*DATA SHOWN*.
PR #2204, opened 2022-04-02
Fix all eslint and prettier errors

sam9111:
I had to switch off

- `no-unused-vars`
- `react-hooks/exhaustive-deps`
- `no-undef`

to make my commit for now. Other than that, most errors were for using single quotes or backticks and a missing key prop in map functions which i have corrected by using the index as the key for now.

### DIFF
--- a/.eslintrc.json
+++ b/.eslintrc.json
@@ -20,10 +20,8 @@
   "plugins": ["react", "@typescript-eslint"],
   "rules": {
     "quotes": ["error", "double"],
-    "no-unused-vars": "off",
-    "react/react-in-jsx-scope": "off",
-    "react-hooks/exhaustive-deps": "off",
-    "no-undef": "off"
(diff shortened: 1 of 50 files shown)


arpancodes (changes requested):
I saw a lot of places where a unique id is available you have used `index` as `key` can we use the ids instead? like `transaction.id`... wherever applicable... 

This may affect the performance as using the index as keys may have issues with the state when we are removing or adding elements.

sam9111:
> I saw a lot of places where a unique id is available you have used `index` as `key` can we use the ids instead? like `transaction.id`... wherever applicable...
> 
> This may affect the performance as using the index as keys may have issues with the state when we are removing or adding elements.

yeah was thinking the same....could we split that work? I will list down all the files which need to be looked into.

arpancodes:
Sure

PR #2223, opened 2022-04-08
Improve Login Redirect, issue #2222

### LINKED ISSUE #2222: Improve Login Redirect
Currently, on successful login, Care redirects to "/facility". Instead it can check if the current URL is "/" and only if this is true should it redirect, otherwise it can load the page that the user tried to open in the first place.

twopcz:
On successful login, only redirects to '/facility' if the current URL path is '/' or '/login' - otherwise it reloads the page that the user tried to initially open.

fixes #2222


khavinshankar (approved):
LGTM

nihal467:
test approved

gigincg:
Thanks for the PR @twopcz

PR #2276, opened 2022-04-27
Set temperature floating point precision to 1 in HemodynamicParametersEditor

### LINKED ISSUE #2253: Temperature Decimal Point : Hemodynamics
ekwofewpo

1. when we give temperature in two decimal points, we are able to submit the consultation update, but the data is not saved, So, is it possible to restrict the textbox of temperature only to input one decimal point numbers in it

khavinshankar:
Fixes #2253


nihal467:
@khavinshankar @gigincg 

wpokefoe

when iam trying to open the hemodynamics in the critical care, the whole screen become white

nihal467:
test approved

gigincg (approved):

PR #2333, opened 2022-05-13
Added category validations in VentilatorParameters

### LINKED ISSUE #2256: Data Capturing error : Ventilator Parameters
ewfewpo

Steps

1. Initial Select Non Rebreathing Mask in the ventilator parameters and input data 
2. after inputing the data, change the option from non-rebreathing to high flow nasal cannula and entered the data
3. save the log update
4. once, we check the graph, we will be seeing both the oxygen flow rate ( input in non-rebreathing) input and flow rate ( input in nasal cannula ) , It should not be showing graph like that, because before saving itself i have change the option to nasal cannula, and only the flow rate should be reflected in graph in this case.  

Note: Same is happening with FiO2 also

khavinshankar:
Fixes #2256 

added category validations for oxygen_rate, flow_rate, and fio2, checks if either of these inputs belongs to the correct category and sets their value, if not value is set to null.


nihal467:
test approved

PR #1611, opened 2017-01-25
Update syslog role to match stack name, not function name

mattmanning:


mattmanning:
[Update syslog role to match stack name, not function name](https://trello.com/c/V5T5FxP7/1693-update-syslog-role-to-match-stack-name-not-function-name)

PR #1615, opened 2017-01-25
New strategy for Rack service replacement

ddollar:
Avoids the stuck updates and scaling requirement

### DIFF
--- a/provider/aws/dist/rack.json
+++ b/provider/aws/dist/rack.json
@@ -1581,7 +1581,7 @@
         "HealthCheck": {
           "HealthyThreshold": "2",
           "Interval": 5,
-          "Target": "HTTP:4000/check",
+          "Target": "HTTP:3000/check",
           "Timeout": 3,
           "UnhealthyThreshold": "2"
         },
@@ -1595,13 +1595,13 @@
             "Protocol": "TCP",
             "LoadBalancerPort": "80",
             "InstanceProtocol": "TCP",
-            "InstancePort": "4000"
+            "InstancePort": "3000"
           },
           {
             "Protocol": "TCP",
             "LoadBalancerPort": "443",
             "InstanceProtocol": "TCP",
-            "InstancePort": "4001"
+            "InstancePort": "3001"
           }
         ],
         "LoadBalancerName": { "Fn::If": [ "PrivateApi",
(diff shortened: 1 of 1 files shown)


provider/aws/dist/rack.json
```diff
@@ -1680,16 +1680,16 @@
       },
       "Type": "AWS::EC2::SecurityGroup"
     },
-    "RackWeb": {
-      "DependsOn": [ "RackWebTasks", "Balancer", "Cluster", "CustomTopic", "Instances", "ServiceRole" ],
+    "WebService": {
```
mattmanning: Could we call this RackAPI just so it's a little easier to know what it is if looking at the Services list in ECS?

provider/aws/dist/rack.json
```diff
@@ -1698,11 +1698,11 @@
           }
         ],
         "Role": { "Fn::GetAtt": [ "ServiceRole", "Arn" ] },
-        "TaskDefinition": { "Ref": "RackWebTasks" }
+        "TaskDefinition": { "Ref": "WebTasks" }
       }
     },
-    "RackMonitor": {
```
mattmanning: I don't think RackMonitor needs this since it doesn't have ports, so doesn't have the same capacity problems as RackWeb. Were you just changing it to keep the naming scheme consistent?

Wondering if we could keep this as RackMonitor and call the other one RackAPI.

provider/aws/dist/rack.json
ddollar: In the docker-compose.yml for Rack these are `web` and `monitor`. Eventually I'd like Rack's own cloudformation template to come from the same code that generates our templates for apps.

provider/aws/dist/rack.json
ddollar: Yes consistency.

provider/aws/dist/rack.json
```diff
@@ -1680,16 +1680,16 @@
...
       "Type": "AWS::ECS::Service",
       "Properties": {
         "Cluster": { "Ref": "Cluster" },
         "DeploymentConfiguration": {
-          "MinimumHealthyPercent": "100",
+          "MinimumHealthyPercent": "33",
           "MaximumPercent": "200"
         },
-        "DesiredCount": "2",
+        "DesiredCount": "3",
```
MiguelMoll: Would we revert back to 2 processes once instance draining is working properly?

provider/aws/dist/rack.json
mattmanning: That makes sense.

PR #1621, opened 2017-01-26
option to disable autoscale during install

MiguelMoll:


cmd/convox/install.go
```diff
@@ -111,6 +111,10 @@ func init() {
 				Usage: "internet gateway id to use in existing vpc",
 			},
 			cli.BoolFlag{
+				Name:  "no-autoscale",
```
ddollar: This could be a `BoolTFlag` named `autoscale` and then both `--autoscale` and `--no-autoscale` should work with true being the default.

MiguelMoll: Nice, I wasn't aware of `BoolTFlag`. Good to know but for what it's worth, after looking it up, later version of`urfave/cli` remove that type and gave `BoolFlag` a default value.

PR #1625, opened 2017-01-27
'only available on console' -> 'only available when logged into console.convox.com'

soulshake:
Before:
```
$ convox racks
ERROR: only available in console
```

After:
```
$ convox racks
ERROR: only available when logged into console.convox.com (or your private console)
```

This change affects `convox switch` and `convox racks`.

### DIFF
--- a/api/controllers/racks.go
+++ b/api/controllers/racks.go
@@ -7,5 +7,5 @@ import (
 )
 
 func RackList(rw http.ResponseWriter, r *http.Request) *httperr.Error {
-	return httperr.Errorf(403, "only available on console")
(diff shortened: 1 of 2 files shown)


soulshake:
@ddollar How's this:
`ERROR: only available when logged into console.convox.com (or your private console)`

soulshake:
[Reword "ERROR: only available on console"](https://trello.com/c/82TziTBe/1607-reword-error-only-available-on-console)

ddollar:
A good error message tells them what is wrong and suggests how they can fix it. How about something like:

ERROR: Your CLI is pointing directly at a Rack. To log in to Console instead run `convox login`

Feel free to tweak the wording but the "whats wrong, how can a fix it" would be good to get across

PR #1628, opened 2017-01-27
fix race condition with --private installs

mattmanning:
There were several recent user reports of installations with --private failing.

These seem to be happening because instances are booting before the private network stack is fully set up. That means there is no route to the Internet, so `yum` commands are failing in the instance boot script.

This change uses a Tags hack to make private stacks wait for the NATs and subnet associations to be set up before creating the AutoScaling Group that boots the instances.

### DIFF
--- a/provider/aws/dist/rack.json
+++ b/provider/aws/dist/rack.json
@@ -637,15 +637,17 @@
         "ManagedPolicyArns": [ { "Ref": "KernelUserPolicy" }, { "Ref": "KernelUserIAMPolicy" } ]
       }
     },
-    "KernelUserPolicy": {
+    "KernelUserGeneralPolicy": {
       "Type" : "AWS::IAM::ManagedPolicy",
       "Properties" : {
         "Path": "/convox/",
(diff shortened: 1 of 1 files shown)


mattmanning:
I had a couple of good test installs with this but the last one failed with an error about policy documents not being allowed to be longer than 5120 characters, which is explained here: http://docs.aws.amazon.com/IAM/latest/UserGuide/reference_iam-limits.html

@MiguelMoll Any thoughts on getting around that? Can we break out another document like you did for some of the IAM policy?

mattmanning:
[Install with --private fails](https://trello.com/c/ednHW9Fx/1703-install-with-private-fails)

MiguelMoll:
Unfortunately breaking it out is the only way. I suggest creating a new policy of the large permission set ( lines 650-776) that are pretty broad.

mattmanning:
Not able to get consistent successes, and looks like this change would trigger another ECS service replacement.

Closing this in favor of https://github.com/convox/rack/pull/1633

PR #1629, opened 2017-01-27
populate Type from Service tag if Resource tag is empty

mattmanning:
Fixes missing type from resource listing and errors like `ERROR: Resource type  does not have a link strategy`


mattmanning:
[resources created before the services->resources change don't show a type](https://trello.com/c/WmYjBuVO/1716-resources-created-before-the-services-resources-change-don-t-show-a-type)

*TASK DESCRIPTION*.
Start with the line above that contains "--- a/api/controllers/racks.go" and end with the line that contains "These seem to". Write out those lines exactly, and only those.

*TASK OUTPUT*.
--- a/api/controllers/racks.go
+++ b/api/controllers/racks.go
@@ -7,5 +7,5 @@ import (
 )
 
 func RackList(rw http.ResponseWriter, r *http.Request) *httperr.Error {
-	return httperr.Errorf(403, "only available on console")
(diff shortened: 1 of 2 files shown)


soulshake:
@ddollar How's this:
`ERROR: only available when logged into console.convox.com (or your private console)`

soulshake:
[Reword "ERROR: only available on console"](https://trello.com/c/82TziTBe/1607-reword-error-only-available-on-console)

ddollar:
A good error message tells them what is wrong and suggests how they can fix it. How about something like:

ERROR: Your CLI is pointing directly at a Rack. To log in to Console instead run `convox login`

Feel free to tweak the wording but the "whats wrong, how can a fix it" would be good to get across

PR #1628, opened 2017-01-27
fix race condition with --private installs

mattmanning:
There were several recent user reports of installations with --private failing.

These seem to be happening because instances are booting before the private network stack is fully set up. That means there is no route to the Internet, so `yum` commands are failing in the instance boot script.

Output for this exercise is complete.